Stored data
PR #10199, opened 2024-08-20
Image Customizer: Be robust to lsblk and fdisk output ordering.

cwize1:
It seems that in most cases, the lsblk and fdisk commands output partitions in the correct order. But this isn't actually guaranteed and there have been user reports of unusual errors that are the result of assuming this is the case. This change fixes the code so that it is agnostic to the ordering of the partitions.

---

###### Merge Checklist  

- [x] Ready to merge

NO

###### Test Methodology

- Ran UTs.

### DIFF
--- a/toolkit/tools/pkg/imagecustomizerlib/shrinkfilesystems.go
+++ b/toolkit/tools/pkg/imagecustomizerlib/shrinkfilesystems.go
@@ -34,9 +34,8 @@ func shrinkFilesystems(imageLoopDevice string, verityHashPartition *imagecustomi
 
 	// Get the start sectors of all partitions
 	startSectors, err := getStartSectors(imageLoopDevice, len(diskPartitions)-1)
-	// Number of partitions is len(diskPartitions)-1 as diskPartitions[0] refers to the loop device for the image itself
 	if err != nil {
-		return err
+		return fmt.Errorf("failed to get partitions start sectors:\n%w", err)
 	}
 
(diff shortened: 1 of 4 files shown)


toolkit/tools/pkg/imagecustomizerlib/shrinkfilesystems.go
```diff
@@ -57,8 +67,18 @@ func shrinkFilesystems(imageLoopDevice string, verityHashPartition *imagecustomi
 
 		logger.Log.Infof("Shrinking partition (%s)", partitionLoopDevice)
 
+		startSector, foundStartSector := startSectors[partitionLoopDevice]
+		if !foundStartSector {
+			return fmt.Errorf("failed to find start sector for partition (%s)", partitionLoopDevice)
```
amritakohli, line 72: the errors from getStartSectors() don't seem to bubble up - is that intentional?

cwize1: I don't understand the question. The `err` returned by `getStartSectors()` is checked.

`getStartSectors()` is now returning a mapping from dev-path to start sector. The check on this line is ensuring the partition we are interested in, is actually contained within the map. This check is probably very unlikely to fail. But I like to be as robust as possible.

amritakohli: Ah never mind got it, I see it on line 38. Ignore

* * *

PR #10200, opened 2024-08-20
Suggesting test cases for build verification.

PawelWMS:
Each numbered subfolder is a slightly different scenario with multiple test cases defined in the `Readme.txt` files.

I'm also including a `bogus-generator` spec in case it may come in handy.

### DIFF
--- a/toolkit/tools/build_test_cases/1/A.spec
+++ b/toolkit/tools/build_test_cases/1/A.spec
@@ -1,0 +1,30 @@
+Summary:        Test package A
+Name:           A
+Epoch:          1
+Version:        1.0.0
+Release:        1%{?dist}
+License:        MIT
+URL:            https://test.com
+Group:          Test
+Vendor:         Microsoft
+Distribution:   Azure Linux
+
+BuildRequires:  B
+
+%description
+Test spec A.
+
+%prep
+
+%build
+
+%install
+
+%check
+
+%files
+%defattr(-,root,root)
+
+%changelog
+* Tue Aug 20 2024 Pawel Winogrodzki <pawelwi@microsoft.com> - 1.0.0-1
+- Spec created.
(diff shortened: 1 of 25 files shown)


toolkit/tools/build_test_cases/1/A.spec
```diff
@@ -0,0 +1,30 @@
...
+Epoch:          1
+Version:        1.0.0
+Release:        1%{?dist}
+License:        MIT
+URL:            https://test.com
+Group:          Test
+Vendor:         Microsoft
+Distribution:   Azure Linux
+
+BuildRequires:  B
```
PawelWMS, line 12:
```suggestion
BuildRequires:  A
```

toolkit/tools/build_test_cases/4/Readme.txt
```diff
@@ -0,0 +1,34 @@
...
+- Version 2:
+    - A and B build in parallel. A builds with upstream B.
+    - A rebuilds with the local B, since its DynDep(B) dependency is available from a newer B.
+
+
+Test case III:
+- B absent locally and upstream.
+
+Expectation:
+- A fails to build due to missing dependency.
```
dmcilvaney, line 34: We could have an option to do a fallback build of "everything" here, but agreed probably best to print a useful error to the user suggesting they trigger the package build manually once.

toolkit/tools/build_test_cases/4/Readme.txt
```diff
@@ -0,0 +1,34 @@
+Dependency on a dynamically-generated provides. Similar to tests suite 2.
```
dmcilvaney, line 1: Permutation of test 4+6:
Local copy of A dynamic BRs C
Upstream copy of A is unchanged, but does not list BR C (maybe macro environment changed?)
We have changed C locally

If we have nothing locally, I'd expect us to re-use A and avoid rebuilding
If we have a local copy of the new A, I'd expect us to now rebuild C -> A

Required work — Please filter the entries for the word "imagecustomizerlib" and copy the lines that have it.

Task response —
--- a/toolkit/tools/pkg/imagecustomizerlib/shrinkfilesystems.go
+++ b/toolkit/tools/pkg/imagecustomizerlib/shrinkfilesystems.go
toolkit/tools/pkg/imagecustomizerlib/shrinkfilesystems.go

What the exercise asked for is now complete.